Node 1: Forced node shutdown completed, restarting. Occured during startphase 4. Caused by error 2355: 'Failure to restore schema(Resource configuration error). Permanent error, external action needed'.
Node 1: Forced node shutdown completed. Occured during startphase 4. Caused by error 2355: 'Failure to restore schema(Resource configuration error). Permanent error, external action needed'.
Node 2: Forced node shutdown completed, restarting. Occured during startphase 4. Caused by error 2308: 'Another node failed during system restart, please investigate error(s) on other node(s)(Restart error). Temporary error, restart node'.

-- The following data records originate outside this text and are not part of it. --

PR #432, opened 2020-03-03
Fix sea floor depths being at maxed value when not enabled

daleeidd:
Zero state for sea floor depths is red. Before this, it was black which makes the ocean completely flat and maxes foam values.

Is using a white texture like so suitable?

Also, should I go through and `BindNull` for depths everywhere else to be safe? The one I added wasn't necessary to fix this issue, but might be a good idea to be safe.

### DIFF
--- a/crest/Assets/Crest/Crest/Scripts/LodData/LodDataMgrSeaFloorDepth.cs
+++ b/crest/Assets/Crest/Crest/Scripts/LodData/LodDataMgrSeaFloorDepth.cs
@@ -55,7 +55,7 @@ namespace Crest
         }
         public static void BindNull(IPropertyWrapper properties, bool sourceLod = false)
         {
-            properties.SetTexture(ParamIdSampler(sourceLod), TextureArrayHelpers.BlackTextureArray);
+            properties.SetTexture(ParamIdSampler(sourceLod), TextureArrayHelpers.WhiteTextureArray);
         }
 
 #if UNITY_2019_3_OR_NEWER
--- a/crest/Assets/Crest/Crest/Scripts/LodData/LodDataMgrSeaFloorDepth.cs
+++ b/crest/Assets/Crest/Crest/Scripts/LodData/LodDataMgrSeaFloorDepth.cs
@@ -70,8 +70,8 @@ namespace Crest
 
         static void InitNullTexture()
         {
-            var texture = Texture2D.whiteTexture;
-            // Null texture needs to be white with a 1000 intensity. 
+            var texture = Instantiate<Texture2D>(Texture2D.whiteTexture);
+            // Null texture needs to be white (uses R channel) with a 1000 intensity. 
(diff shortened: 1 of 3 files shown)


huwb:
Default for sea depths is "very deep" - 1000m. This is why it appears red.

I'm familiar with the flat ocean effect but it hasn't normally appeared. Are you getting it in some scenario?

I agree it would be best to have a null setter in theory. But it would need to be a texture that has the value 1000 if we need this.

daleeidd:
I get it whenever I disable the sea floor depth sim in the ocean renderer. Tested in Windows and Mac

> But it would need to be a texture that has the value 1000 if we need this.
Sure thing

huwb:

Node 2: Forced node shutdown completed, restarting. Occured during startphase 4. Caused by error 2355: 'Failure to restore schema(Resource configuration error). Permanent error, external action needed'.
ndb_mgm> Node 2: Forced node shutdown completed. Occured during startphase 4. Caused by error 2355: 'Failure to restore schema(Resource configuration error). Permanent error, external action needed'.
Please help me on this since it is very frustrating.